Beijing: Consumer hypertrophy in China accelerated to five months faster in January, while producers’ prices continued, reflecting mixed consumer spending and weak factory activity.
Analysts say that the shrinkage pressure in China will continue this year, unless policymakers are able to revive the slow domestic demand, with a tariff by US President Donald Trump on Chinese goods that add pressure on Beijing to stimulate growth in the second largest economy in the world.
The consumer price index increased by 0.5 % last month than the previous year, which faster than a profit of 0.1 % in December, the data of the National Bureau of Statistics showed on Sunday, higher than an increase of 0.4 % in A. Reuters Economists poll.
Basic inflation, except for the volatile prices of food and fuel, set out to 0.6 % in January from 0.4 % in the previous month.
Shu Tianchen, senior economists in the Economic Intelligence Unit, said that although it is expected that consumer prices are expected to rise gradually, the prices of producers are unlikely to return to positive lands in the short term with the continued excessive capacity in industrial goods.
“If it is measured by the gross domestic product laboratories, it will take a few quarters to get out of the shrinkage,” Shu said.
The numbers were perverted by seasonal factors, as the new lunar year began the largest annual holiday in China, in January this year, against February last year. Prices usually rise with consumer storage, especially nutrients for large family gatherings.
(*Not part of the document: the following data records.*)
PR #338, opened 2021-10-19
add: faq

benkoshy:
@ddnexus 

Domizio sir,

The following PR seeks to:
* Close out  #333.
* These are but suggestions - please feel free to amend / delete / close according to your discretion - if they are not beneficial etc., or LMK if further details / clarity is needed.

rgds

Ben


benkoshy:
> Hi Ben, while this info is certainly useful for very beginners, it looks unlikely that beginners would land to the pagy readme without already knowing what pagination is and why they need it, and finding it here for seniors is kind of lame.
> 
> I think you have a special gift to make things simple for beginner, so this should probably go in a more useful post that we can link prominently in the README, and without being relegated in a README section as it would be now.
> 
> What do you think?

My thoughts: 

- if you deem it to be of little benefit, then it should be removed - otherwise it will take up needless space for no benefit. I suppose the same reasoning could apply to the suggested post: will it be useful? Not sure, I might forbear, until evidence is presented to the contrary.

ddnexus:
Ben, I do think it is very useful information for very beginners, but the README is not a place where beginners will ever look for that info (i.e. if you are a beginner you have to know what pagination is before landing on the README), so in the README is not useful and worse, it is burying good info in the a place where nobody needs that will find it. That's why I think the info should be published because it is useful, and it should be in a mini-post somewhere, linked in the README for good measure.

benkoshy:
@ddnexus I think I understand: if it will be useful, I will prepare a short post on the topic.

benkoshy:
I have knocked-up a [basic beginner's post](https://benkoshy.github.io/2021/11/03/pagination-basics.html).  if interested, pls look it over and let me know your thoughts.

ddnexus:
Really nice post Ben!

PR #346, opened 2021-11-12
add: image showing sinatra app

benkoshy:
Why this PR?

   Makes it super easy to see the benefits with an image. speaks x1000 words


ddnexus:
I moved it a bit. Tank you Ben!

PR #347, opened 2021-11-19
Update calendar.md

benkoshy:
Why this PR?

* Easy cut and paste conveniences (to make it easier for developers).


ddnexus:
Thanks. I added one of the two lines, in a different part of the docs that has been reorganized. Still missing some example though.

PR #349, opened 2021-11-28
Add Tamil (ta) translation

jyuvaraj03:
Came across this gem when I was developing an application with Tamil language support. I've already added translation to the necessary (pagy) strings inside my application. Sharing the translations here!

The pluralization rule for Tamil is `OneOther`. But I did not find the pluralization rule file in [rails-i18n list](https://github.com/svenfuchs/rails-i18n/tree/master/rails/pluralization). If it's needed, I'd be happy to raise a PR there too to include the pluralization rule. 

P.S. If any fellow Tamil-speaker comes across this, feel free to correct me if the translations can be improved!

### DIFF
--- a/lib/locales/ta.yml
+++ b/lib/locales/ta.yml
@@ -1,0 +1,22 @@
+# :one_other pluralization (see https://github.com/ddnexus/pagy/blob/master/lib/locales/utils/p11n.rb)
+
+ta:
+  pagy:
+
+    item_name:
+      one: "பதிவு"
+      other: "பதிவுகள்"
+
+    nav:
+      prev: "&lsaquo;&nbsp;முந்தையது"
+      next: "அடுத்தது&nbsp;&rsaquo;"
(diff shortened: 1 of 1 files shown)


ddnexus:
Thank you for the PR!
The missing rails pluralization looks weird and might be a bug, unless the `i18n` defaults to `OneOther` for missing files, in which case is just an inconsistency, since other locales with `OneOther` pluralization do have their related file in the list.

You may add an issue there, so we will find out. Please, mention this issue, so we can keep track of it.
Thank you!

jyuvaraj03:
`OneOther` is in fact the [default pluralization rule](https://github.com/svenfuchs/rails-i18n/blob/f6cc43ec8cfc08d0db7a06ca8299d7834c517a05/lib/rails_i18n/common_pluralizations/one_other.rb#L1). So, it's just an inconsistency. I've raised a PR in `rails-18n` to add the missing rule.

PR #354, opened 2022-01-18
Add Ruby 3.1 to CI

petergoldstein:
This PR adds Ruby 3.1 to CI.

Other than the relatively obvious change to the CI configuration there are two other changes:

1. Setting the '--disable-error_highlight' RUBYOPT so that we don't get error highlighting in error messages in test
2. Updating Psych to explicitly permit instances of the Time class when loading YAML in the mocks.


ddnexus:
Thank you!

PR #355, opened 2022-01-18
Fix for wrong calculation of local time

ddnexus:
**IT PROBABLY DOES NOT WORK AND MUST BE REIMPLEMENTED**

Sorry no time to try it properly, so I have to guess for now. The conversion to UTC to local must be done when creating a new Time object, in order to find e.g. the start of the month for that time zone. The implementation in this branch creates the start of the periods in UTC and then converts the labels in local, which means that the local time is indicating a start of the month for UTC which translates to a local start of the month that has an offset.

---
- All Time input, output and calculations are expressed in UTC time now (e.g. `:period`, `from` and `to`)
- The `label_for` method calls the `:in_time_zone` user-defined proc variable in order to correctly convert the labels to local time
- The old incorrect code is deprecated but still supported till 6.0 in order to avoid breaking apps that may work without problems

### TO DO
- Tests for new code (old tests pass)
- Update `apps/pagy_calendar_app.ru`
- Review doc

### DIFF
--- a/CHANGELOG.md
+++ b/CHANGELOG.md
@@ -15,7 +15,7 @@ If you upgrade from version `< 5.0.0` see the following:
 Still supported in version `5.x` but not supported from `6.0` on:
 
 - `pagy_massage_params` method: use the `:params` variable set to a lambda `Proc` that does the same (but per instance). See [How to customize the params](https://ddnexus.github.io/pagy/how-to#customize-the-params).
-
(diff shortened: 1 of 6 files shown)


ddnexus:
@petergoldstein for some reason the GH reviewers UI does not work. Please, let me know if the change works as expected. Thanks

petergoldstein:
@ddnexus Got caught up in some stuff today, but I should be able to look at this around 9p Pacific.

ddnexus:
@petergoldstein by that time I hope I will have completed a different approach, because this one does not work.

PR #359, opened 2022-01-19
Add: from, offset, and to tests for gearbox testing

benkoshy:
* I may have missed an edge case. please let me know if i have. hope this helps.


ddnexus:
Thank you!

benkoshy:
the changes i made are poorly organised, and i missed also the offset for countless. i will push change shortly.

PR #102, opened 2022-06-21
EQTransformer model conversion and bug fixes.

calum-chamberlain:
This PR replaces the previous EQTransformer model conversion notebook and adds a notebook for the conversion of the non-conservative model ("original"). Weight outputs from these notebooks are here:
- [original](https://www.dropbox.com/s/70dg6tf3rfawpi6/original2022.pt?dl=0)
- [conservative](https://www.dropbox.com/s/5vpr6mn8t19avxm/conservative2022.pt?dl=0)

This PR also fixes two minor differences between the seisbench and original EQTransformer implementations as identified in #96. They are:
- EQTransformer used an `epsilon` of `1e-7` for numerical stability, but seisbench defaults to `1e-5` - now `original_compatible` models use `eps=1e-7`.
- In the computation of softmax for self attention the numerator was normalized by the input rather than the emissions. This resulted in differences in predictions in some cases.


yetinam:
Hey Calum, thanks for submitting the PR! I'll look through it tomorrow. In the meantime, I'd like to ask your opinion on the naming of the model weights. In general, I think given the new naming scheme in the original implementation, the canonical choice would be "original" and "conservative". However, given that we already use "original" to refer to the weights now named "conservative", this will most likely lead to confusions. I was considering "original" and "original_nonconservative", but maybe you have a better idea here?

yetinam:
The PR looks good to me, I'll merge now. Thanks @calum-chamberlain for all the work put in! I'll push this to pypi as v0.2.3 and update the weights in our repository afterwards to make sure the version requirement can actually be fulfilled.

yetinam:
The weights are in the repository now: https://dcache-demo.desy.de:2443/Helmholtz/HelmholtzAI/SeisBench/models/eqtransformer/

Issue #89, opened 2022-05-11
Passing iterators to annotate/classify


yetinam:
Currently `WaveformModel.annotate` and `~.classify` get obspy stream objects as input. This however requires to load all data into memory before calling the functions, which will not be feasible for large datasets. To accommodate this option, we could allow passing an iterator to the functions, that sequentially returns waveform streams. Similarly, to mitigate the same issue for the output, we could allow to pass a callback to the output that directly consumes the annotations. For `classify`, we could do an "early condensation" of the annotations, i.e., only keep the picks.

```python
waveform_iterator = sbu.WaveformFileIterator(path, suffix="mseed")

def write_annotations_callback(annotations):
    annotations.write("some_path.mseed")  # Some path needs to be derived from annotations

model.annotate(waveform_iterator, callback=write_annotations_callback)
```

In addition, this would allow to operator models in a server mode, where the iterator simply waits for data until new data is provided.

I won't immediately work on this, but wanted to get your opinion on this ( @jawooll ) and save the idea somewhere.

yetinam:
Closing this in favor of #248 and #251. With the asyncio interface publicly available, there's not really a point to come up with a specific interface for the generator and (potentially) callbacks for the output.

PR #114, opened 2022-07-20
Speedup nan trim

calum-chamberlain:
This is a simple speed-up enhancement that speeds-up nan-trimming by about 4x on my machine. Trimming nan's at the start and end of predictions was one of the slower parts of the model workflow (taking about 0.15s for a day of 100 Hz data) - while this isn't that slow, this method runs in ~0.04s for the same data).

### DIFF
--- a/seisbench/models/base.py
+++ b/seisbench/models/base.py
@@ -1960,7 +1960,7 @@ class WaveformModel(SeisBenchModel, ABC):
         """
         mask = ~np.isnan(x)
         valid = np.nonzero(mask == True)[0]
-        mask[valid[0]:valid[-1]] = True
+        mask[valid[0] : valid[-1]] = True
         x = x[mask]
 
         return x, valid[0], len(x) - (1 + valid[-1])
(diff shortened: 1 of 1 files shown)


yetinam:
Hi @calum-chamberlain ,
thanks for the contribution. Always good to shave of a few unnecessary (split)seconds! PR looks good to me. Only small request: Could you remove the old method that you currently renamed to `_trim_nan_old`? I think this will improve the code health/clarity on the long run and it's still in the git history for reference.

calum-chamberlain:
Will do, sorry for such a minor contribution - I am working my way slowly through trying to get the GPU load more consistent and noticed this on my travels.

yetinam:
No worries, happy about small contributions in any case as well! And very much looking forward to your findings towards getting the GPU load more consistent. Managing to use resources more effective would be a major gain. The parallel interface (activated by setting `parallellism` to an integer) leads to certain improvements in the GPU utilization, but its still far from perfect. In addition, it only really pays of for large inputs, because of the overhead. I was already considering running the models in a sort of "server mode", i.e., starting all processes early and keeping them running to avoid the overhead, but that's also not quite perfect. Another thought in this direction, also taking into account that the size of data passed to `annotate`/`classify` is limited by the main memory, is #89.

PR #127, opened 2022-09-26
allow the model to output logits when training

JUNZHU-SEIS:
Maybe calculate the loss between ''softmax(logits)'' and ''target'' in training is more numerically stable.


yetinam:
Hey, thanks for the PR! I agree, it seems like a good option to output logits where desired. I have two suggestions:

- To remove redundancy in the code, switch the `forward` function to use the new `logits` function internally.
- For consistency, I think it would be great to do add the same possibility for all models. Could you maybe do this? Otherwise I can also add these commits later.

Please also fix the formatting failure. Details on this can be found [here](https://github.com/seisbench/seisbench/blob/main/CONTRIBUTING.md).

JUNZHU-SEIS:
Thanks for your reply. I prefer the first suggestion as it won't introduce too much complexity for users who just predicts. I have fixed the formatting failure.

yetinam:
Sorry, I might have misformulated my point slightly. Was typing on my phone and the comment got a bit brief.

What I wanted to suggest was to change forward to the following to avoid duplication:
```python
def forward(x):
   return self.softmax(self.logits(x))
```

For the second part, I would just add similar options to GPD, EQTransformer, DPPDetect, BasicPhaseAE, and CRED, i.e., give users direct access to the logits as well. However, this doesn't need to be in this PR, I can also do it later. Just let me know.

JUNZHU-SEIS:
> Sorry, I might have misformulated my point slightly. Was typing on my phone and the comment got a bit brief.
> 
> What I wanted to suggest was to change forward to the following to avoid duplication:
> 
> ```python
> def forward(x):
>    return self.softmax(self.logits(x))
> ```
> 
> For the second part, I would just add similar options to GPD, EQTransformer, DPPDetect, BasicPhaseAE, and CRED, i.e., give users direct access to the logits as well. However, this doesn't need to be in this PR, I can also do it later. Just let me know.

I'm sorry for misunderstanding your suggestions. Your first suggestion is very constructive. And it requires to define an extra valuable to determine the application mode of the PhaseNet model. For example, in training and inference (or test) mode the model outputs logits and softmax(logits), respectively.
```python
   def __init__():
       self.mode = 'train' # or inference

    def forward(self, x):
        x_in = self.activation(self.in_bn(self.inc(x)))

        x1 = self.activation(self.bnd1(self.conv1(x_in)))
        x2 = self.activation(self.bnd2(self.conv2(x1)))
        x3 = self.activation(self.bnd3(self.conv3(x2)))
        x4 = self.activation(self.bnd4(self.conv4(x3)))

        x = torch.cat([self.activation(self.bnu1(self.up1(x4))), x3], dim=1)
        x = torch.cat([self.activation(self.bnu2(self.up2(x))), x2], dim=1)
        x = torch.cat([self.activation(self.bnu3(self.up3(x))), x1], dim=1)
        x = torch.cat([self.activation(self.bnu4(self.up4(x))), x_in], dim=1)
        x = self.out(x)
        return (x if self.mode=='train' else self.softmax(x))
```

For the second part, I'm afraid I can't contribute more as those architectures are unfamiliar to me.

yetinam:
As we're aiming to put out SeisBench v0.3 in the near future and I think it would be good to have this PR in there, I took the liberty to do the last changes and rebase the branch onto main. I'll merge in the next minutes if the CI passes.

Thank you very much for the contribution!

Aircraft tickets prices increased by 8.9 % from the previous year, tourism inflation was 7.0 %, and film and performance tickets prices increased by 11.0 %.
Consumer spending reports were mixed during holidays, reflecting fears about wages and job security.
While the Chinese flocked to the cinemas and spent more shopping, catering and local travel, the individual spending during the holidays grew by only 1.2 % over the previous year, compared to a 9.4 % increase in 2024, estimated analysts in Anz.
The consumer price index increased by 0.7 % in January of the previous month, less than 0.8 % lower and compared to a result that has not changed in December.
For 2024, the consumer price index increased by 0.2 %, in line with the pace of the previous year and much less than the official goal of about 3 % for the past year, indicating that inflation was lost annual goals for the thirteenth year in a row.
Bruce Bang, Assistant Professor at the College of Business Administration at CUHK, said that China’s provinces announced the goals of economic growth 2025 with an average target prices less than 3 %, indicating that policy makers expect changes and pressure at the price level.
China’s manufacture was not expected in January, while service activity was weakened, while maintaining more motivation calls.
Beijing is widely expected to keep the economic growth expectations of about 5 % this year, but the fresh American definitions will pressure exports, which is one of the few luminous points in the economy last year.
The product price index decreased by 2.3 % on an annual basis in January, as the decrease in December and deeper from a 2.1 % decrease.
The factory gate prices remained a 38 -month deviation.
Zeoy Zhang, president and chief economist at Pinpoint Asset Management, said that the government is not expected to change monetary or financial policy before the annual parliament session in March.
“For policymakers, it seems that external uncertainty is higher than local economic challenges at this stage,” Zhang added.